- Directed by: Norman Korpi Clint Cowen
- Written by: Norman Korpi Clint Cowen
- Produced by: Sean Cooley
- Starring: Heather B. Julie Oliver Norman Korpi Rachel Campos-Duffy Cory Murphy Lars Schlichting Mike Lambert Sean Duffy Syrus Yarbrough Lindsay Brien
- Distributed by: TLA Releasing
- Release dates: April 10, 2003 (Philadelphia International Film Festival); May 21, 2003 (United States);
- Running time: 84 minutes
- Country: United States
- Language: English
- Budget: US$250,000 (estimated)

= The Wedding Video (2003 film) =

2003 film by Norman Korpi

The Wedding Video is a 2003 mockumentary film starring, directed, and written by Norman Korpi and Clint Cowen. It was filmed in 1998 and completed in 2001, but was not released until 2003 by TLA Releasing.

The film stars a variety of alum from various seasons of the reality television show The Real World. Within the context of the film they ostensibly play themselves; however their "characters" (as perceived by viewers of The Real World) are exaggerated and various facts about their backgrounds and relationships with one another are altered or made fictional. The Real World itself is never mentioned.

==Plot==
The film centers around Norman, who is soon to marry his boyfriend Sky. Norm's parents do not approve of this, but give him $10,000 to use for the wedding. With this money, he hires Clint, a professional wedding video director. He sends Clint out to videotape some of his best friends. This includes Julie, a naive country girl who is surprised to find out Norman is gay; and Heather B., a street-wise, egocentric African American woman who doesn't really care either way. The three were once roommates in New York City; they lived on Gay Street.

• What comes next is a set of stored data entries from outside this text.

PR #4197, opened 2022-06-16
Use original WordPress Mailer as fallback for transactional mailer [MAILPOET-4254]

costasovo:
This PR changes the fallback method for transactional emails when they are set to be sent using MailPoet. 
Prior to this change, we used PHPMailer with the default configuration as the fallback. Now we use PHPMailer as configured within the wp_mail function.

The problem it fixes is that on some hosts it is not possible to send with the PHP mail function which is used as default in PHPMailer and it is more likely that the WP PHPMailer would work.

### Testing instructions
1) Setup a WP site and make sure transactional emails work even without MailPoet (e.g., add a new WP user, create new Woo order).
2) Install MailPoet and set transactional emails to be sent via MailPoet (Settings > Advanced > The current sending method)
3) Misconfigure MailPoet sending settings so that it doesn't send (e.g. use an invalid API key or use SMTP with no existing host)
4) Make some action that triggers transactional email (e.g., add a new WP user, create new Woo order).
5) Verify that you received the email even when MailPoet is misconfigured

Also, it might be a good idea to test on an Atomic site, because that's where the issue was discovered.

[MAILPOET-4254]

[MAILPOET-4254]: https://mailpoet.atlassian.net/browse/MAILPOET-4254?atlOrigin=eyJpIjoiNWRkNTljNzYxNjVmNDY3MDlhMDU5Y2ZhYzA5YTRkZjUiLCJwIjoiZ2l0aHViLWNvbS1KU1cifQ

### DIFF
--- a/mailpoet/tests/acceptance/Settings/TransactionalEmailsCest.php
+++ b/mailpoet/tests/acceptance/Settings/TransactionalEmailsCest.php
@@ -9,8 +9,10 @@ class TransactionalEmailsCest {
   public function sendTransactionalEmailFallback(\AcceptanceTester $i) {
     $i->wantTo('Check that transactional email are sent even when MailPoet sending doesn‘t send');
     $settings = new Settings();
+    $i->wantTo('Setup MailPoet to send transactional emails but having misconfigured SMTP settings.');
     $settings->withMisconfiguredSendingMethodSmtpMailhog();
     $settings->withTransactionEmailsViaMailPoet();
+    $i->wantTo('Create a new WP user and make sure transactional email were received');
     $i->cli(['user', 'create', 'john_doe', 'john_doe@example.com', '--send-email']);
     $i->amOnMailboxAppPage();
     $i->checkEmailWasReceived('New User Registration');
--- a/mailpoet/tests/acceptance/Settings/TransactionalEmailsCest.php
+++ b/mailpoet/tests/acceptance/Settings/TransactionalEmailsCest.php
@@ -10,7 +10,7 @@ class TransactionalEmailsCest {
     $i->wantTo('Check that transactional email are sent even when MailPoet sending doesn‘t send');
     $settings = new Settings();
     $i->wantTo('Setup MailPoet to send transactional emails but having misconfigured SMTP settings.');
-    $settings->withMisconfiguredSendingMethodSmtpMailhog();
+    $settings->withMisconfiguredSendingMethodSmtp();
     $settings->withTransactionEmailsViaMailPoet();
     $i->wantTo('Create a new WP user and make sure transactional email were received');
     $i->cli(['user', 'create', 'john_doe', 'john_doe@example.com', '--send-email']);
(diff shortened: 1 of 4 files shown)


mailpoet/tests/integration/Mailer/WordPress/WordpressMailerTest.php
```diff
@@ -43,9 +44,7 @@ public function testItFormatsTextNewsletterForMailer() {
         ],
       ]))
       ->willReturn(['response' => true]);
-    $fallbackMailer = $this->createMock(Mailer::class);
-    $fallbackMailer->expects($this->never())->method('send');
-    $mailerFactoryMock = $this->createMailerFactoryMock($mailer, $fallbackMailer);
```
costasovo, line 48: Every single test was checking that the fallback was not called when the primary mailer was successful. I kept the check only in one test case. I think it was redundant and the new approach requires more code to prepare the mock for the fallback.

mailpoet/tests/integration/Mailer/WordPress/WordpressMailerTest.php
```diff
@@ -218,35 +230,6 @@ public function testItThrowsOnUnknownContentType() {
     $wpMailer->send();
   }
 
-  public function testItTranslateExeceptionsToPhpmailerException() {
```
costasovo, line 221: I removed this test because it was a copy of the `testItThrowsOnError` test.

mailpoet/tests/acceptance/Settings/TransactionalEmailsCest.php
```diff
@@ -0,0 +1,18 @@
+<?php
+
+namespace MailPoet\Test\Acceptance;
+
+use MailPoet\Test\DataFactories\Settings;
+
+class TransactionalEmailsCest {
+
+  public function sendTransactionalEmailFallback(\AcceptanceTester $i) {
```
websupporter, line 9: Out of curiosity: Would this test succeed even with MailPoet deactivated? What I mean, is our acceptance test server configured in a way, that it would send emails with `wp_mail()` when MailPoet is deactivated? Because in that case I wonder about the meaningfulness of this test :thinking:

costasovo: Good question! It is configured to catch emails send by the PHP mail function (including wp_mail()) by MailHog. Actually, we added it just recently when we switched integration tests to the same infra (https://github.com/mailpoet/wordpress-images/pull/34).
To be sure I tested it and the test passes even when MailPoet is deactivated. 

But! I see that I forgot to ensure in the test that MailPoet is set to send transactional emails. 🤦 I need to add it.

So the goal of the test is that even though the MailPoet sending is misconfigured (it emulates also being blocked by MSS for spam reasons) the transaction emails are still delivered.

websupporter (dismissed):
Thank you for working on this @costasovo 

lgtm

mailpoet/tests/acceptance/Settings/TransactionalEmailsCest.php
costasovo: I've just realized that also the name `withMisconfiguredSendingMethodSmtpMailhog` is not correct. Because it is not Mailhog anymore it is just misconfigured and set to some non-extisting server. Let me update it.

websupporter (approved):
Thanks :bow: looks still good :smile:

veljkho (approved):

Other guests include Norm's Minnesotan lumberjack cousin Sean and his conservative-but-open-minded wife Rachel who is eight months pregnant, promiscuous stripper Cory, Norm's college buddy Syrus, and opinionated eurotrash DJ Lars. The group ultimately converges in Norm's castle in Los Angeles where pre-wedding festivities unfold.

Crises unfold when the wedding planner Norm has hired discovers he is gay and backs out; when her assistant secretly continues the gig, the planner cancels all of their catering and florists. Additionally it becomes evident to everyone at the wedding that Sky has a female mistress; Cory reveals that Sky is also a gay porn star.

Ultimately, the wedding goes off mostly without a hitch (thanks in part to Norman's obliviousness because he took ecstasy), and Clint edits the video down into a charming (if false) portrayal of a happy wedding.